18 September 2010 10 Comments

Who directed Poltergeist - Hooper or SpielbergWho directed Poltergeist is a question that has been raised many times between fans of the film ever since an article appeared in the L.A. Times in 1982. The article, about a set visit during principle photography, queried whether credited director Tobe Hooper was actually at the helm. On the day of the newspaper’s visit Steven Spielberg was directing some on-location shots and Hooper was nowhere to be seen.

It’s no secret the film came from a Spielberg idea. In fact, the genesis of Poltergeist was based around the Oscar-winning director’s Night Skies project about a family terrorized in their home by an evil alien. Spielberg ended up making the alien peaceful and loving and thus we got E.T. Realising that his original idea may be too dark for his own audience, Spielberg adapted Night Skies once again, making the alien a ghost and thus Poltergeist was born.

“The creative force of the movie was Steven. Steven did the design for every storyboard and he was on the set every day.”Co-Producer Frank Marshall

The problem that has always troubled me is how Poltergeist feels like a Spielberg movie (a Spielberg story, directed with a Spielberg mentality). It follows the same themes the director has probed his entire career (childhood, family, loss, the supernatural). The film is a far cry from Hooper’s low-budget shocker The Texas Chainsaw Massacre, it isn’t as implicitly violent, it features far more special-effects (albeit, the film had a much bigger budget), and it has a much more mainstream, less documentary-inspired feel about it. It’s also, when you look at Tobe Hooper’s career post-The Texas Chainsaw Massacre – the likes of such rubbish as Invaders From Mars and The Mangler dominating his C.V. – far too good to be Hooper film.

Aside from aesthetic evidence there has always been some ambiguity from people who worked on the set (the actors and the production staff) about who was running the show. Indeed, Spielberg produced so many films he didn’t direct yet Poltergeist is the only one where his role is unclear.

Of course, filmmaking is a collaborative effort, you only have to look at the eight minute end of movie credit sequences to know that. Yet, the imaginative and creative force behind a film has to come from the person directing it, and the ambiguity surrounding Poltergeist arises because Hooper’s creative force was either seriously diminished under Spielberg or rendered practically null and void.

“I can tell you that Steven directed all six days I was there.”Zelda Rubinstein

Hooper and Spielberg had creative differences right off the bat and rarely did Hooper get his way. Dominique Dunne who played Anna Freeling in the movie said that she was directed by Spielberg and that in one scene he asked her to have a hickey on her neck. She argued against it but Spielberg got what he wanted. Dunne has also mentioned how it was Spielberg who comforted little Heather O’Rourke when she became frightened during scenes.

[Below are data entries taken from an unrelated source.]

PR #292, opened 2020-04-10
Fix links for scraper

curquiza:


bidoubiwa:
There is another bad link here:
in `/references/search` on line 32
```
[our dedicated page](/guides/advanced_guides/filtering) (/Users/charlottevermandel/meili/documentation/references/search.md:32:76)
```

PR #303, opened 2020-04-15
Trailing slash checker in the paths of vuepress config file

bidoubiwa:
# Trailing slash checker

This PR will check for trailing slashes in the path found in `config.js`.

This will raise an error because in the path key, path must always finish with a trailing slash in order for the scrapper to work.
```javascript
{
    title: 'All Settings',
    path: '/references/settings',
}
```
The error will output like this:
Screenshot 2020-04-15 at 10 33 47

The output will inform you on which line and which column you have to add the missing slash.


.vuepress/config-path-checker/utils.js
```diff
@@ -0,0 +1,12 @@
+module.exports = {
+  isArray: function (element) {
+    if (Array.isArray(element)) return true
+    return false
+  },
```
qdequele, line 5: Why did you not use directly `Array.isArray()`? I understand the syntax sugar for the `isObject`, but less for `isArray`

bidoubiwa: I think I was annoyed by the length of `Array.isArray()`. But yes, it's unnecessary complexity.

.vuepress/config-path-checker/result-report.js
```diff
@@ -0,0 +1,107 @@
...
+    console.info(chalk.green('Checking passed\n'))
+  }
+}
+
+function getLineAndColumn(path) {
+  const found = configFile.reduce((acc, curr, index) => {
+    // regex to match word path and its associated path on the same line
+    const regex = new RegExp('path.*' + path + '[^/].*', 'g')
+    const found = curr.match(regex)
+    if (!(found == null)) {
```
curquiza, line 77: Is there another way to write this condition?
Like `if(found)`?

If I understand right, with `!(found == null)` (I tested it on the console):
- if `found` is `null` -> the condition is `false`, because `!true -> false`
- if `found` is not `null` -> the condition is `true`

With my condition:
- if `found` is `null` -> the condition is `false`
- if `found` is not `null` -> the condition is `true`

bidoubiwa: There is in fact other ways and yours is really good. 
The reason I wrote it like this is more for code comprehension than for code compactness.

The `str.match()` function will return a null if a match is not found
```javascript
const paragraph = 'The quick brown fox jumps over the lazy dog. It barked.';
const regex = /notinthestring/g;
const found = paragraph.match(regex);

console.log(found);
```
```bash
> null
```
So I wrote the if in a way that the reader of the code understand that match will return a `null`

curquiza: Ok, if it's for the code comprehension, I took me multiples minutes to understand the condition because of the combination of `null` + `!`.
But if you tell me that is a common way to do it a condition in JS, I'm ok with that and I hope I'll get used to it one day 🤞😂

There is another story from the set that concerns Oliver Robins who, during the scene where the clown attacks him, it was Spielberg who told him to ‘keep going’ as he was so authentically acting. When Spielberg realised the actor was actually being strangulated by the puppet, he ran to Robins, saving his life.

But perhaps this only suggests Spielberg helped out with the young actors and added a few creative touches here and there. It does however add to the speculation. Why, for example, does the Turner Classic Movies documentary feature both Spielberg and Hooper on set yet no shots of Hooper actually doing any direction.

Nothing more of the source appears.